━━━ DATASET EXTRACT
Issue #223, opened 2026-07-24
Backup verification: re-show words after two failed attempts + Account "Secret Words" section


grunch:
Not part of #142 — independent, unblocked UX work on the mnemonic backup flow. Split out of the review discussion on PR #204 so it does not sit behind the restore contract work.

### Scope

**1. Failed verification flow**

When the user fails the seed-words verification challenge **twice**, re-show the words instead of letting them keep guessing. Failing repeatedly almost always means the words were not written down correctly — sending the user back to the word list is the recovery, not another attempt.

**2. Account: "Secret Words" section**

The Account screen needs a dedicated "Secret Words" section so the user can review / re-verify their backup after the initial onboarding, rather than the words being reachable only during first-run.

### Notes

- Any state written by this flow should line up with #141 (`backup_confirmed` moving from SharedPreferences to the identity table in Rust) — coordinate so the two do not diverge.
- All strings via `lib/l10n/app_{en,es,fr,de,it}.arb`; no user-facing prose in Rust.
- Showing the seed words again is a sensitive surface — reuse whatever guard the existing backup screen uses (see also #115, optional biometric auth for Account / Backup screens).

### Acceptance criteria

- [ ] Two failed verification attempts return the user to the words, with a clear explanation
- [ ] Account has a "Secret Words" section that reaches the backup/verify flow
- [ ] Backup-confirmed state stays consistent with whatever #141 lands on
- [ ] Widget tests cover the fail-twice path

codaMW:
Both scope items look complete on current main:

1. Fail-twice re-show merged via #224. Verified: the ritual sends the user back to the word list on the second wrong pick (backupRitualSecondFailureMessage), and verification restarts cleanly. Covered by backup_ritual_screen_test.dart (16 tests passing, including "second wrong pick returns to step 1" and "after restarting, one wrong pick is tolerated again").

2. Account "Secret Words" section present in account_screen.dart: a dedicated card with reveal/mask, the backup-confirm checkbox -> backupCompletedProvider, the _BackedUpBadge once complete, and an entry to the backup flow via showBackupTriggerSheet. Strings are localized across the .arb files.

One coordination note: backup state currently lives in SharedPreferences (kBackupCompletedKey / backupCompletedProvider), not yet the Rust identity table that migration is #141, still open. Flagging so the two stay aligned when #141 lands.

Unless there's a specific gap you still want addressed here, this looks ready to close.

grunch:
[...]

PR #224, opened 2026-07-24
fix(#223): backup verify, redirect to 12 words after second wrong pick

codaMW:
Refs #223 backup-verification UX (fail-twice -> re-show words).

## Problem
On the seed-confirmation step, a wrong pick only showed "incorrect" and let the
user keep tapping the same slot. Across retries they could eliminate the decoys
and land on the correct word by process of elimination  "completing" backup
without knowing the words.

## Fix
A per-word wrong-pick counter (`_failCount`), reset to 0 on each correct pick.
A **second wrong pick on the same word** sends the user back to the 12-words
screen with a localized message and restarts verification. The counter is reset
in both `_backToWords()` (the owner) and `_startVerification()` (belt-and-braces).

Practical effect: a user may miss once on each of the three challenge words and
still finish the round  strictly more lenient than "second wrong pick anywhere",
but elimination is still blocked (at most 2 of 4 options per slot).

## Tests
`test/features/account/backup_ritual_screen_test.dart` (4 cases):
- first wrong pick -> stays on step 2 with feedback
- second wrong pick on the same word -> back to step 1 with the SnackBar
- after restart, one wrong pick tolerated (proves the reset)
- all correct -> backup confirms

A `@visibleForTesting debugWords` seam lets the flow run without the Rust bridge;
it's enforced (a production call site fails `flutter analyze`).

## Note on the second part of #223
#223 also covers the Account "Secret Words" section. The current screen already
shows "To restore your account", Show/Hide, the confirm checkbox, and a
"✓ Backed up" badge after backup (banner disappears). I'll split that into its
own issue and update the #223 checklist using `Refs` here so #223 stays open.

### DIFF
--- a/lib/features/account/screens/backup_ritual_screen.dart
+++ b/lib/features/account/screens/backup_ritual_screen.dart
@@ -172,10 +172,9 @@ class _BackupRitualScreenState extends ConsumerState<BackupRitualScreen> {
         // up, then restart verification from scratch (#204 review).
         _backToWords();
         ScaffoldMessenger.of(context).showSnackBar(
-          const SnackBar(
+          SnackBar(
             content: Text(
-              'That was incorrect again. Please review and back up your 12 '
-              'words, then verify from the start.',
+              AppLocalizations.of(context).backupRitualSecondFailureMessage,
             ),
           ),
         );
--- a/lib/features/account/screens/backup_ritual_screen.dart
+++ b/lib/features/account/screens/backup_ritual_screen.dart
@@ -59,6 +59,11 @@ class _BackupRitualScreenState extends ConsumerState<BackupRitualScreen> {
   /// Option the user last tapped incorrectly (cleared on next tap).
   String? _wrongPick;
 
+  /// Wrong-pick counter for the current verification round. On the 2nd wrong
+  /// pick the user is sent back to the words screen and verification restarts,
+  /// so the confirmation can't be brute-forced by elimination (#204 review).
+  int _failCount = 0;
+
   bool _confirming = false;
 
   @override
@@ -119,6 +124,7 @@ class _BackupRitualScreenState extends ConsumerState<BackupRitualScreen> {
       _filled = [null, null, null];
       _activeSlot = 0;
       _wrongPick = null;
+      _failCount = 0;
       _options = _buildOptions(_challenge[0]);
       _step = 1;
     });
@@ -159,7 +165,23 @@ class _BackupRitualScreenState extends ConsumerState<BackupRitualScreen> {
         }
       });
     } else {
-      setState(() => _wrongPick = word);
+      _failCount++;
+      if (_failCount >= 2) {
+        // Second wrong pick this round: don't let the user keep guessing by
+        // elimination. Send them back to the 12 words to actually back them
+        // up, then restart verification from scratch (#204 review).
+        _backToWords();
+        ScaffoldMessenger.of(context).showSnackBar(
+          const SnackBar(
+            content: Text(
+              'That was incorrect again. Please review and back up your 12 '
+              'words, then verify from the start.',
+            ),
+          ),
+        );
+      } else {
+        setState(() => _wrongPick = word);
+      }
     }
   }
 
--- a/lib/features/account/screens/backup_ritual_screen.dart
+++ b/lib/features/account/screens/backup_ritual_screen.dart
@@ -31,7 +31,12 @@ const _fallbackDecoys = [
 /// The words live only in this screen's state and are discarded when the
 /// screen is left, restoring the masked behavior of the Account screen.
 class BackupRitualScreen extends ConsumerStatefulWidget {
-  const BackupRitualScreen({super.key});
+  const BackupRitualScreen({super.key, @visibleForTesting this.debugWords});
+
+  /// Test-only word source. When non-null, [_loadWords] uses these instead of
+  /// calling the Rust bridge, so widget tests can drive verification with a
+  /// known mnemonic. Never set in production.
+  final List<String>? debugWords;
 
   @override
   ConsumerState<BackupRitualScreen> createState() => _BackupRitualScreenState();
@@ -59,10 +64,25 @@ class _BackupRitualScreenState extends ConsumerState<BackupRitualScreen> {
   /// Option the user last tapped incorrectly (cleared on next tap).
   String? _wrongPick;
 
-  /// Wrong-pick counter for the current verification round. On the 2nd wrong
-  /// pick the user is sent back to the words screen and verification restarts,
-  /// so the confirmation can't be brute-forced by elimination (#204 review).
+  /// Wrong-pick counter for the word currently being verified. Reset to 0 on
+  /// each correct pick, so it counts misses on the word in front of the user.
+  /// A second wrong pick on the same word sends them back to the 12 words and
+  /// restarts verification, so a single slot can't be solved by tapping every
+  /// option in turn (#223).
   int _failCount = 0;
+
+  /// Test-only: the correct word for the slot currently being verified, or null
+  /// if verification isn't active. Lets widget tests tap the right/wrong option
+  /// deterministically despite the randomised challenge. Never used in prod UI.
+  @visibleForTesting
+  String? get debugCorrectWordForActiveSlot {
+    if (_words == null ||
+        _challenge.isEmpty ||
+        _activeSlot >= _challenge.length) {
+      return null;
+    }
+    return _words![_challenge[_activeSlot]];
+  }
 
   bool _confirming = false;
 
@@ -81,7 +101,8 @@ class _BackupRitualScreenState extends ConsumerState<BackupRitualScreen> {
 
   Future<void> _loadWords() async {
     try {
-      final words = await IdentityService.getMnemonicWords();
+      final words =
+          widget.debugWords ?? await IdentityService.getMnemonicWords();
       if (!mounted) return;
       if (words.isEmpty) {
         ScaffoldMessenger.of(context).showSnackBar(
@@ -155,6 +176,7 @@ class _BackupRitualScreenState extends ConsumerState<BackupRitualScreen> {
       setState(() {
         _filled[_activeSlot] = word;
         _wrongPick = null;
+        _failCount = 0; // correct pick — reset the per-word miss budget
         final next = _filled.indexWhere((w) => w == null);
         if (next != -1) {
           _activeSlot = next;
@@ -165,11 +187,11 @@ class _BackupRitualScreenState extends ConsumerState<BackupRitualScreen> {
         }
       });
     } else {
-      _failCount++;
+      setState(() => _failCount++);
       if (_failCount >= 2) {
-        // Second wrong pick this round: don't let the user keep guessing by
-        // elimination. Send them back to the 12 words to actually back them
-        // up, then restart verification from scratch (#204 review).
+        // Second wrong pick on this word: don't let the user grind through the
+        // options by elimination. Send them back to the 12 words to review,
+        // then restart verification from scratch (#223).
         _backToWords();
         ScaffoldMessenger.of(context).showSnackBar(
           SnackBar(
@@ -218,6 +240,7 @@ class _BackupRitualScreenState extends ConsumerState<BackupRitualScreen> {
       _activeSlot = 0;
       _options = const [];
       _wrongPick = null;
+      _failCount = 0; // round is over — the next one starts clean
     });
   }
 
--- a/test/features/account/backup_ritual_screen_test.dart
+++ b/test/features/account/backup_ritual_screen_test.dart
@@ -46,7 +46,9 @@ Finder _aWrongOption(WidgetTester tester) {
   final correct = _correctWord(tester);
   for (final w in _words) {
     if (w == correct) continue;
-    final f = find.text(w);
+    // Scope to the option buttons (InkWell), so a filled answer chip with the
+    // same text can't be matched instead once slots start filling.
+    final f = find.widgetWithText(InkWell, w);
     if (f.evaluate().isNotEmpty) return f.first;
   }
   fail('no wrong option visible');
@@ -106,7 +108,6 @@ void main() {
     await tester.pump();
     expect(find.text(l10n.backupRitualStep1Title), findsOneWidget);
 
-    // Clear the SnackBar so it can't intercept the restart tap, then restart.
     // The failure SnackBar sits at the bottom over the verify button; clear it
     // so it can't intercept the restart tap.
     ScaffoldMessenger.of(tester.element(find.byType(BackupRitualScreen)))
@@ -130,7 +131,7 @@ void main() {
     // Answer each of the three challenge slots with its correct word.
     for (var i = 0; i < 3; i++) {
       final correct = _correctWord(tester);
-      await tester.tap(find.text(correct).first);
+      await tester.tap(find.widgetWithText(InkWell, correct).first);
       await tester.pumpAndSettle();
     }
 
--- a/test/features/account/backup_ritual_screen_test.dart
+++ b/test/features/account/backup_ritual_screen_test.dart
@@ -1,0 +1,143 @@
+import 'package:flutter/material.dart';
+import 'package:flutter_localizations/flutter_localizations.dart';
+import 'package:flutter_riverpod/flutter_riverpod.dart';
+import 'package:flutter_test/flutter_test.dart';
+import 'package:shared_preferences/shared_preferences.dart';
+import 'package:mostro/features/account/screens/backup_ritual_screen.dart';
+import 'package:mostro/l10n/app_localizations.dart';
+
+const _words = <String>[
+  'abandon', 'ability', 'able', 'about', 'above', 'absent',
+  'absorb', 'abstract', 'absurd', 'abuse', 'access', 'accident',
+];
+
+Future<void> _pumpRitual(WidgetTester tester) async {
+  tester.view.physicalSize = const Size(1200, 2400);
+  tester.view.devicePixelRatio = 1.0;
+  addTearDown(tester.view.resetPhysicalSize);
+  addTearDown(tester.view.resetDevicePixelRatio);
+
+  await tester.pumpWidget(
+    const ProviderScope(
+      child: MaterialApp(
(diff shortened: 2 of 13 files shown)


codaMW:
Localized via new ARB key backupRitualSecondFailureMessage, count-neutral (dropped "12",  correct for 24-word mnemonics now), with de/es/fr/it translations. Verified live on Linux desktop screenshot shows the new "back up your secret words" message on the redirect. Native-speaker review welcome on the four translations.

Screenshot 2026-07-24 090125
Screenshot 2026-07-24 090139
Screenshot 2026-07-24 090328
Screenshot 2026-07-24 153758
Screenshot 2026-07-24 153815

lib/features/account/screens/backup_ritual_screen.dart
```diff
@@ -59,6 +59,11 @@ class _BackupRitualScreenState extends ConsumerState<BackupRitualScreen> {
   /// Option the user last tapped incorrectly (cleared on next tap).
   String? _wrongPick;
 
+  /// Wrong-pick counter for the current verification round. On the 2nd wrong
+  /// pick the user is sent back to the words screen and verification restarts,
+  /// so the confirmation can't be brute-forced by elimination (#204 review).
+  int _failCount = 0;
```
grunch: ⚠️ **Stale cross-reference.**

`#204` is a closed PR for a different feature (restore sessions from mnemonic). The traceable reference for this change is #223. Same applies to the inline comment on lines 170-172.

```suggestion
  /// Wrong-pick counter for the current verification round. On the 2nd wrong
  /// pick the user is sent back to the words screen and verification restarts,
  /// so a single slot can't be solved by tapping every option in turn (#223).
  int _failCount = 0;
```

lib/features/account/screens/backup_ritual_screen.dart
```diff
@@ -159,7 +165,22 @@ class _BackupRitualScreenState extends ConsumerState<BackupRitualScreen> {
         }
       });
     } else {
-      setState(() => _wrongPick = word);
+      _failCount++;
+      if (_failCount >= 2) {
```
grunch, line 191: ❓ **Confirm the attempt budget: one miss per round, not per word.**

`_failCount` accumulates across all three slots, so this sequence bounces the user:

1. slot 1 → wrong (`_failCount = 1`), then correct;
2. slot 2 → correct;
3. slot 3 → one wrong pick (`_failCount = 2`) → back to step 1.

A single mistap anywhere in a three-word challenge costs the whole round. That may well be the intent — it is what makes the elimination grind impossible — but the PR title and #223 both read as "two wrong picks", which a user would naturally take as two chances at the word currently in front of them.

Worth an explicit decision, and worth recording in the field doc either way: `/// Wrong-pick counter for the current verification round` is the only place these semantics live.

lib/features/account/screens/backup_ritual_screen.dart
```diff
@@ -159,7 +165,22 @@ class _BackupRitualScreenState extends ConsumerState<BackupRitualScreen> {
         }
       });
     } else {
-      setState(() => _wrongPick = word);
+      _failCount++;
```
grunch: 🧹 **State mutated outside `setState`.**

`_failCount` is the only state field in this class mutated outside a `setState` call. Harmless today because nothing in `build()` reads it, but it makes the field an outlier in an otherwise consistent class, and it becomes a stale-UI bug the moment anything renders "1 attempt left" or similar.

```suggestion
      setState(() => _failCount++);
```

lib/features/account/screens/backup_ritual_screen.dart
```diff
@@ -159,7 +165,22 @@ class _BackupRitualScreenState extends ConsumerState<BackupRitualScreen> {
...
+      if (_failCount >= 2) {
+        // Second wrong pick this round: don't let the user keep guessing by
+        // elimination. Send them back to the 12 words to actually back them
+        // up, then restart verification from scratch (#204 review).
+        _backToWords();
```
grunch, line 195: 🛠️ **`_backToWords()` doesn't reset `_failCount` — latent trap.**

`_backToWords()` is the "abandon this verification round" helper: it clears `_challenge`, `_filled`, `_activeSlot`, `_options` and `_wrongPick`. After this PR it resets everything about the round *except* the new counter.

It is safe today — I verified that `_step = 1` is assigned only inside `_startVerification()`, which does reset the counter — but the invariant is now split across two methods with nothing enforcing it. Any future path back into step 2 that skips `_startVerification()` (resume, deep link, a "retry verification" shortcut) would start at `_failCount == 2` and bounce the user on their first miss, permanently.

Cheapest fix is to let the helper own the reset:

```dart
void _backToWords() {
  setState(() {
    _step = 0;
    _challenge = const [];
    _filled = [null, null, null];
    _activeSlot = 0;
    _options = const [];
    _wrongPick = null;
    _failCount = 0; // round is over — the next one starts clean
  });
}
```

Keeping the reset in `_startVerification()` too is fine as belt-and-braces, but one of the two should be the clear owner.

**Secondary point on the same lines:** `_backToWords()` clears `_wrongPick`, so the pick that *triggered* the redirect never gets the red highlight — the user is yanked off the screen with no inline indication of what they got wrong. Consider flagging the pick briefly before transitioning, or giving step 1 a persistent explanation instead of relying on a SnackBar that disappears after a few seconds.

grunch (changes requested):

## Walkthrough

Adds a per-round wrong-pick counter to the backup ritual's verification step. The first wrong pick keeps the existing inline "try again" feedback; the second sends the user back to step 1 (the 12 words) through the existing `_backToWords()` helper and surfaces a localized SnackBar. `_startVerification()` resets the counter so each round starts fresh. One new l10n key across all five locales, plus regenerated `AppLocalizations`.

| File | Change |
|---|---|
| `lib/features/account/screens/backup_ritual_screen.dart` | `_failCount` field, second-miss redirect in `_onOptionTap`, reset in `_startVerification` |
| `lib/l10n/app_{en,es,fr,de,it}.arb` | `backupRitualSecondFailureMessage` (+ `@description` in the `en` template) |
| `lib/l10n/app_localizations*.dart` | regenerated |

## Verification performed on the PR head (`f55d31b`)

| Check | Result |
|---|---|
| `flutter gen-l10n` | ✅ no diff — the committed generated files match the ARBs |
| `flutter analyze lib/features/account/screens/backup_ritual_screen.dart` | ✅ No issues found |
| l10n coverage | ✅ all 5 locales updated; `@description` correctly only in the `en` template |
| Terminology | ✅ "secret words" / "palabras secretas" matches `secretWordsTitle`, `tapToViewAndSaveSecretWords`, `generateNewUserDialogContent` |
| Control flow | ✅ `_step = 1` is assigned **only** in `_startVerification()`, so `_failCount` is always reset before a round starts — the missing reset in `_backToWords()` is a latent trap, not a live bug |

---

## Blocking

### 1. No test covers the new behaviour — severity: **high**

`test/features/account/` contains only `backup_reminder_provider_test.dart`; there is no widget test for `BackupRitualScreen`, and none is added here. The repo requires tests for new functionality with an 80% floor, and #223's acceptance criteria lists "Widget tests cover the fail-twice path" explicitly.

This change is exactly the kind that regresses silently: a future refactor of `_onOptionTap` that drops the counter restores unlimited guessing with **no visible symptom**, and "tested live on Linux desktop" will not catch it.

Minimum coverage requested:

- first wrong pick → stays on step 2, `wrongPickMessage` visible;
- second wrong pick → back on step 1 (words grid rendered) with the SnackBar shown;
- after restarting verification, one wrong pick is tolerated again (proves the reset);
- happy path still confirms the backup.

### 2. `Closes #223` closes a half-implemented issue — severity: **high**

#223 has two parts: (a) fail-twice → re-show words, and (b) the Account "Secret Words" section. This PR implements (a) and asks about (b) in the description — so merging as-is auto-closes the issue with (b) unresolved and no longer tracked anywhere.

Please use `Refs #223` here and let the issue close when (b) is settled, or split (b) into its own issue and update the checklist on #223.

---

## Non-blocking

| Severity | Finding | Where |
|---|---|---|
| Medium | `_backToWords()` — the round-reset helper — does not reset `_failCount` | inline |
| Medium | Code comments cite "#204 review"; #204 is a closed PR about restore-from-mnemonic | inline |
| Low | `_failCount++` is mutated outside `setState` | inline |
| Low | The failing pick gets no inline feedback before the redirect; the transient SnackBar is the only explanation | inline |
| Low | One miss per *round* (across all 3 slots), not per word — confirm this is the intended budget | inline |
| Low | Accessibility: the redirect is announced only through a SnackBar; a persistent banner on step 1 would survive the transition and be readable by assistive tech | — |

---

## Note (not a change request)

Step 2 already has a "Show words again" button, so a determined user can re-read the words at any time. That is fine — the goal here is to *force* the review, not to make passing without it impossible. Worth keeping in mind when wording the code comment, which currently claims the confirmation "can't be brute-forced by elimination"; what the change actually prevents is grinding a single slot through all four options.

Nice, focused change otherwise — the fix is in the right place and reuses the existing helper rather than inventing a second path back to the words.

codaMW:
Thanks for the thorough review all addressed in the latest commit:

Blocking:

Tests added test/features/account/backup_ritual_screen_test.dart with all four cases you listed: first wrong pick stays on step 2 with wrongPickMessage; second wrong pick returns to step 1 with the SnackBar; after restart one wrong pick is tolerated (proves the reset); happy path confirms the backup. All 4 pass. Needed a small @visibleForTesting seam (debugWords + debugCorrectWordForActiveSlot) since IdentityService.getMnemonicWords() is a static Rust call the seam lets the flow run without the bridge.
Closes -> Refs  updated the description so #223 stays open for part (b).

Non-blocking:

_backToWords() now owns the counter reset.
_failCount++ wrapped in setState.
Stale #204 refs -> #223. Attempt budget: switched to per-word _failCount resets on each correct pick, so it's "two chances at the word in front of you", matching the reading you flagged. Documented in the field comment.
Reworded the comment: you're right, it prevents grinding a single slot through all options, not brute-force in general.

For part (b) (Account "Secret Words"), I'll open a separate issue and update the #223 checklist, unless you'd rather keep it here.

test/features/account/backup_ritual_screen_test.dart
```diff
@@ -0,0 +1,143 @@
...
+}
+
+String _correctWord(WidgetTester tester) {
+  final dynamic state = tester.state(find.byType(BackupRitualScreen));
+  final String? w = state.debugCorrectWordForActiveSlot as String?;
+  expect(w, isNotNull, reason: 'verification should be active');
+  return w!;
+}
+
+Finder _aWrongOption(WidgetTester tester) {
```
grunch, line 45: 🧹 **Unscoped finder — latent, not live.**

`_aWrongOption` searches `find.text(w)` across the whole tree and returns `.first`. It is correct today for two reasons that are incidental rather than guaranteed:

- it is only ever called before a slot has been filled, and
- the fixture `_words` happens to be 12 distinct words.

Once a slot is filled, its chip renders **above** the options grid, so `.first` would resolve to the filled chip instead of an option button. `tester.tap` on it silently does nothing — no exception — and the test would then assert against stale state and fail with a confusing message rather than pointing at the finder.

I ran the file 12 times to check the randomised challenge doesn't already trip this; it doesn't. Still worth scoping the finder to the option buttons (e.g. `find.widgetWithText(InkWell, w)` or a `find.descendant` under the options grid). Line 133's `find.text(correct).first` in the happy-path test has the same shape and is the one most likely to bite, since it runs *after* slots start filling.

test/features/account/backup_ritual_screen_test.dart
```diff
@@ -0,0 +1,143 @@
...
+
+    await tester.tap(_aWrongOption(tester));
+    await tester.pumpAndSettle();
+    await tester.tap(_aWrongOption(tester));
+    await tester.pump();
+    expect(find.text(l10n.backupRitualStep1Title), findsOneWidget);
+
+    // Clear the SnackBar so it can't intercept the restart tap, then restart.
+    // The failure SnackBar sits at the bottom over the verify button; clear it
+    // so it can't intercept the restart tap.
```
grunch: 🧹 **Duplicated comment.**

These three lines say the same thing twice — looks like an editing leftover.

```suggestion
    // The failure SnackBar sits at the bottom over the verify button; clear it
    // so it can't intercept the restart tap.
```

lib/features/account/screens/backup_ritual_screen.dart
```diff
@@ -59,6 +64,26 @@ class _BackupRitualScreenState extends ConsumerState<BackupRitualScreen> {
...
+  /// each correct pick, so it counts misses on the word in front of the user.
+  /// A second wrong pick on the same word sends them back to the 12 words and
+  /// restarts verification, so a single slot can't be solved by tapping every
+  /// option in turn (#223).
+  int _failCount = 0;
+
+  /// Test-only: the correct word for the slot currently being verified, or null
+  /// if verification isn't active. Lets widget tests tap the right/wrong option
+  /// deterministically despite the randomised challenge. Never used in prod UI.
+  @visibleForTesting
```
grunch, line 77: 🧹 **`@visibleForTesting` here is a no-op.**

`debugCorrectWordForActiveSlot` is declared on `_BackupRitualScreenState`, which is private to this library — nothing outside the file can name it, annotated or not. (Contrast with `debugWords` on line 34, where the annotation *is* enforced: I verified a production call site produces `invalid_use_of_visible_for_testing_member` and fails `flutter analyze`.)

Harmless, but it implies a guarantee the annotation isn't providing here. Worth dropping, or keeping purely as documentation with the doc comment carrying the intent — which it already does.

Related, no change needed: because the state class is private, the test reaches this through `final dynamic state = tester.state(...)`, so the `as String?` cast gives no compile-time safety. Renaming the getter breaks the test at runtime rather than at analysis time. That's an acceptable trade for a private State class, just don't count on the analyzer to catch a rename here.

grunch (commented):
**Re-review of `1cd1cb2` — actionable comments posted: 3**

Everything from the previous round is addressed on the code side. One blocker remains, and it's in the PR description rather than the code.

## Previous round

| Finding | Status |
|---|---|
| No test covers the new behaviour | ✅ 4 widget tests added, covering exactly the requested cases |
| `_backToWords()` doesn't reset `_failCount` | ✅ reset moved into the helper |
| `_failCount++` outside `setState` | ✅ wrapped |
| Comments cite "#204 review" | ✅ now #223 |
| Attempt budget ambiguous | ✅ resolved by switching to **per-word** (reset on each correct pick) and documenting it on the field |
| `Closes #223` closes a half-implemented issue | ❌ **still open** |

Nice call on the per-word semantics — it's the more defensible reading and the field doc now records it.

## Verification performed on `1cd1cb2`

| Check | Result |
|---|---|
| `flutter test test/features/account/backup_ritual_screen_test.dart` | ✅ 4/4 pass |
| Flake check (challenge slots and decoys are randomised, unseeded) | ✅ **12 consecutive runs, 0 failures** |
| `flutter analyze` on both changed files | ✅ No issues found |
| Is the `debugWords` seam actually enforced? | ✅ **verified** — see below |

On the last one: I expected `@visibleForTesting` on a constructor *parameter* (rather than on the field) to be decorative, so I checked it rather than assert it. Adding a production call site under `lib/` that passes `debugWords:` produces

```
warning • The member 'debugWords' can only be used within
'package:mostro/features/account/screens/backup_ritual_screen.dart' or a test
• invalid_use_of_visible_for_testing_member
```

and `flutter analyze` exits 1, which CI runs (`.github/workflows/ci.yml:130`). So the seam is genuinely closed against production use — no action needed. Worth stating explicitly, since a test hook that injects seed words into the screen whose job is protecting them is the kind of thing that deserves proof rather than a reviewer's assumption.

## Blocking

### `Closes #223` + the description no longer matches the code — severity: **high**

Two problems in the PR body, one of them carried over:

1. **`Closes #223`** still closes an issue whose second half (the Account "Secret Words" section) is unresolved — you raise that very question further down in the same description. Please use `Refs #223`.

2. **The description now describes code that no longer exists.** It still says:
   - "Added a `_failCount` field (**per verification round**)" — it is per *word* since `1cd1cb2`;
   - "`_startVerification` resets `_failCount` to 0, so each new round starts fresh" — the reset that matters now is the one on each correct pick, plus the one in `_backToWords()`;
   - it quotes the message as "…back up your **12** words…" — that hardcoded string was removed in `f55d31b`.

   Worth noting the practical consequence, since it's easy to miss: per-word budget means a user can now miss once on *each* of the three words and still finish the round, where before a single miss anywhere ended it. That's the right trade-off (elimination is still blocked — 2 of 4 options max per slot), but it is strictly more lenient than "second wrong pick in a verification round", which is what the description and title still promise.

Fix the body and this is good to merge; I'll flip to approve. My earlier `CHANGES_REQUESTED` stands only on this item.

## Non-blocking

| Severity | Finding | Where |
|---|---|---|
| Low | `_aWrongOption` / `find.text(...).first` are unscoped — latent, not live | inline |
| Low | `@visibleForTesting` on a member of a private class is a no-op | inline |
| Low | Duplicated comment in the third test | inline |
| Low | No test drives `_backToWords()` through the "Show words again" button or the AppBar back arrow — the redirect path is covered, the manual path isn't, and the counter reset now lives in that helper | — |
| Low | Still open from the last round: the pick that triggers the redirect never gets the red highlight, since `_backToWords()` clears `_wrongPick`. The user is moved off the screen with only a transient SnackBar explaining why | — |

grunch (approved):
Approving — the blocker is resolved.

`Refs #223` is in, and the description now matches the code: per-word counter, `_backToWords()` named as the reset owner, and the leniency trade-off spelled out. Part (b) of #223 stays tracked instead of being auto-closed.

Recap of what I verified on `1cd1cb2`: 4/4 widget tests pass, 12 consecutive runs with no flake against the randomised challenge, `flutter analyze` clean on both files, and the `debugWords` seam confirmed closed against production use.

One factual nit for whoever reads this later, no change needed: the description says the seam "lets the flow run without the Rust bridge". It avoids *calling* `IdentityService.getMnemonicWords()`, but the test still needs generated `lib/src/rust/` to compile — I hit `Error when reading 'lib/src/rust/api/identity.dart'` on a clean checkout until I generated it.

The three low-severity inline comments (unscoped finder, no-op `@visibleForTesting` on the private state member, duplicated comment) are yours to take or leave — none of them block. Good iteration on this one.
━━━━━━
TASK OBJECTIVE: Please restate, word for word, the lines of the entries that run from the first line through the one holding "- All strings", and add nothing.

RESPONSE:
Issue #223, opened 2026-07-24
Backup verification: re-show words after two failed attempts + Account "Secret Words" section


grunch:
Not part of #142 — independent, unblocked UX work on the mnemonic backup flow. Split out of the review discussion on PR #204 so it does not sit behind the restore contract work.

### Scope

**1. Failed verification flow**

When the user fails the seed-words verification challenge **twice**, re-show the words instead of letting them keep guessing. Failing repeatedly almost always means the words were not written down correctly — sending the user back to the word list is the recovery, not another attempt.

**2. Account: "Secret Words" section**

The Account screen needs a dedicated "Secret Words" section so the user can review / re-verify their backup after the initial onboarding, rather than the words being reachable only during first-run.

### Notes

- Any state written by this flow should line up with #141 (`backup_confirmed` moving from SharedPreferences to the identity table in Rust) — coordinate so the two do not diverge.
- All strings via `lib/l10n/app_{en,es,fr,de,it}.arb`; no user-facing prose in Rust.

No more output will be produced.